Please copy each line in the records below that contains the string "config".

--- INFORMATION PROVIDED Enclosed Below ---

PR #119, opened 2015-02-24
Changed the import from astropy to astropy_helpers 

crawfordsm:
In the conf.py in the docs directory, it was trying to import from astropy and not astropy_helpers if the edit_on_github parameter was set.   This is a small change to switch to the correct import statement so it compiles and build the documentation.  

The error that was being produced was:
```
Traceback (most recent call last):
  File "<stdin>", line 27, in <module>
  File "/usr/local/lib/python2.7/site-packages/sphinx/application.py", line 119, in __init__
    self.setup_extension(extension)
  File "/usr/local/lib/python2.7/site-packages/sphinx/application.py", line 336, in setup_extension
    err)
sphinx.errors.ExtensionError: Could not import extension astropy.sphinx.ext.edit_on_github (exception: No module named edit_on_github)

```

Related to https://github.com/astropy/astroquery/issues/478

PR #120, opened 2015-02-26
Update conf.py to use astropy_helpers.sphinx

eteq:
This updates the conf.py file in the docs to use `astropy_helpers.sphinx` instead of `astropy.sphinx` (which was removed in v1.0).

@astrofrog @embray - I couldn't find anywhere obvious in the changelogs indicating that `astropy.sphin` was removed in v1.0... It was, wasn't it?  Is it documented somewhere?


eteq:
Whoops!  I just noticed #119 where @crawfordsm did the exact same thing.  Will close this in favor of that.

PR #122, opened 2015-03-26
Monkey patch for config bug in astropy 1.0.1

mdboom:
This makes sure that the config system works for affiliated packages, even on 1.0.1 where certain things related to automatic introspection were broken.


mdboom:
It seems only astroquery is affected by this bug, and a version of this is already merged there.  Closing, because I don't see a need to muddy other affiliated packages with this hack unnecessarily.

PR #128, opened 2015-05-28
Remove requires and provides from setup.py

astrofrog:
As suggested by @embray in https://groups.google.com/forum/#!topic/astropy-dev/urYO8ckB2uM


embray:
:+1:

embray:
It's kind a shame too since it does still show that info on PyPI and is reasonably useful in practice.  But at the end of the day it's not worth the confusion over these keywords.

astrofrog:
@embray - should we actually add a comment to explain why they are missing in case anyone thinks about adding them back?

embray:
If you want.  You could just link to my post where I explained it?  Or be terse and claim "they're deprecated"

--- End of Enclosed INFORMATION PROVIDED ---

» **TASK SOLUTION**
Monkey patch for config bug in astropy 1.0.1
This makes sure that the config system works for affiliated packages, even on 1.0.1 where certain things related to automatic introspection were broken.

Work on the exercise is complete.